Are beards a symbol of ugliness?
I came across this disconcerting passage in How To Read A Church by Richard Taylor.
Images of Jesus with a beard may also have developed through a wish to symbolize ugliness. There was some debate in the early Church as to whether Jesus was in appearance the most handsome, or the most repulsive of men. One view was that since God is supremely beautiful, and Jesus was God on earth, so Jesus too must have been supremely beautiful. The opposing view was that God the Son took on himself all human misery when he entered the world, and so had a horrible, diseased appearance. This ‘ugly’ view claimed support from the Prophet Isaiah: ‘he had … nothing in his appearance that we should desire him.
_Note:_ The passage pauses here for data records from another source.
PR #790, opened 2022-03-03
Rename *plan to *plan_t to fix compiliation with -Wpedantic

roangel:
When compiling with -Wpedantic, it complains that the name of the types `ocp_qp_solver_plan`, `sim_solver_plan` are the same as their respective fields in `ocp_nlp_plan` struct. I changed it to `ocp_qp_solver_plan_t` and `sim_solver_plan_t` respectively.


CMakeLists.txt
```diff
@@ -48,7 +48,11 @@ set(CMAKE_POSITION_INDEPENDENT_CODE TRUE)
 ### Defaults
 
 set(ACADOS_INSTALL_DIR "${PROJECT_SOURCE_DIR}" CACHE PATH  "Installation path to PROJECT_SOURCE_DIR")
-set(BLASFEO_TARGET "X64_AUTOMATIC" CACHE STRING "BLASFEO Target architecture")
+if ("${CMAKE_HOST_SYSTEM_PROCESSOR}" STREQUAL "aarch64")
+  set(BLASFEO_TARGET "ARMV8A_ARM_CORTEX_A57" CACHE STRING "BLASFEO Target architecture")
```
FreyJo, line 52: There are two possible BLASFEO targets, when on `aarch64`:
`ARMV8A_ARM_CORTEX_A57` and `ARMV8A_ARM_CORTEX_A53`.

He was despised and rejected by others … surely he has borne our infirmities and carried our diseases’ (Isaiah 53:2-4). Bearded and unbearded images of Jesus appeared concurrently until around the eleventh century. The theory runs that during this period, if an artist wanted to emphasize Jesus’ divinity then he would take the ‘beauty’ side of the debate, and symbolize this by having Jesus beardless, whereas he would portray him as bearded if he wanted to emphasize Jesus’ humanity and supposed ugliness. From around the eleventh century, images of Jesus with a beard took the ascendance.
Images of a bearded Jesus originated from a need to represent human ugliness? Surely not.






It’s a little embarrassing to admit, but I tend to think of Jesus as looking like Willem Dafoe in The Last Temptation of Christ.
He is kind of ugly.
So I take it your beard isn’t a deliberate theological symbol of human misery?
No, human depravity is more like it.